RACHEL DAVID: In that contracting process, the funds will do everything they can to meet the needs of the hospitals without putting upward pressure on consumers because- and premiums. Because it is limited by what health fund members are able to pay. And that is the tightrope that we’re walking at the moment.
STEVE AUSTIN: Mr Roff also says he believes that junk health insurance policies are preventing people getting real value out of their private health cover. And I quote him, despite the fact that these junk policies provide little cover to Australians, insurers continue to provide them. Are your members providing junk policies?

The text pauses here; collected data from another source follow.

PR #9439, opened 2023-10-04
[css-color-5] Define light-dark().

### LINKED ISSUE #7561: [css-color] Add a function to allow authors to specify colors reacting to `color-scheme`
Some UIs require rendering a light button in some places, but dark in another. It'd be nice if you could switch between these by using `color-scheme`, like you can with native widgets. However, right now there's no way to do this other than exclusively using system colors.

Chromium has `-internal-light-dark(<light-color>, <dark-color>)` for this. However `color-scheme` was designed a bit more generically than `light` / `dark`, so maybe we need a `schemed-color(<custom-ident> <color>, <fallback-color>)` or so, where the `<custom-ident>` is the scheme name, and the `<color>` is the color for that scheme. So `-internal-light-dark(red, blue)` would become `schemed-color(light red, blue)` or so.

This would allow authors to create widgets that properly react to `color-scheme`.

emilio:
Closes #7561

### DIFF
--- a/css-color-5/Overview.bs
+++ b/css-color-5/Overview.bs
@@ -34,6 +34,8 @@ spec:css-color-4; type:value; text:srgb
 spec:css-color-4; type:dfn; text:modern color syntax
 spec:css-color-4; type:value; text:alpha-value
 spec:css-values-5; type:value; text:color
+spec:css-color-adjust-1; type:value; text:light
+spec:css-color-adjust-1; type:value; text:dark
 </pre>
 <link rel="stylesheet" href="style.css" />
 <style>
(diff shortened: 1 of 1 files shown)


svgeesus (approved):
Thanks!

css-color-5/Overview.bs
```diff
@@ -2468,6 +2470,22 @@ or any other color or monochrome output device which has been characterized.
 			<li>alpha is the same as the input color
 		</ul>
 
+<h2 id="light-dark">
+	Reacting to the used color-scheme: the ''light-dark()'' Function
+</h2>
+
+	System colors have the ability to react to the current used ''color-scheme'' value.
```
SebastianZ, line 2477: This should be "currently" instead of "current".

Sebastian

RACHEL DAVID: Look, I think that represents a misunderstanding of the way that consumers use health insurance. So there are four tiers of policies. There’s a top hospital cover of gold, silver, bronze and basic, and only a small number of people at any one time have a basic policy, which I think is what he might be referring to, but they don’t stick with it for their lifetime. As their needs change, they’re able to upgrade to other policies and not pay the lifetime penalty because they’ve waited too long to join a health fund and not pay the Medicare levy surcharge, which is a fine that higher income people need to pay if they don’t have health insurance. So it basically is something that helps the younger person get a foothold in the market to avoid those penalties. And then when they need it, most of those people upgrade. So it’s not the same group of people that have those basic policies at any one time. And most people take them out and upgrade to something more. Now, if you have, for example, a serious mental health condition, you can actually upgrade from a basic policy to a gold policy on the day that you know that you need to be admitted to hospital without a waiting period. So that’s the way that most people use health insurance. And those- and there’s about 14 per cent of the market has a basic policy at any one time. Most of those people will upgrade to a more inclusive policy when their circumstances change.
STEVE AUSTIN: Okay. Thank you so much for your time. I appreciate your help this morning.
RACHEL DAVID: Pleasure, Steve.
STEVE AUSTIN: Doctor Rachel David is the chief executive officer of Private Healthcare Australia.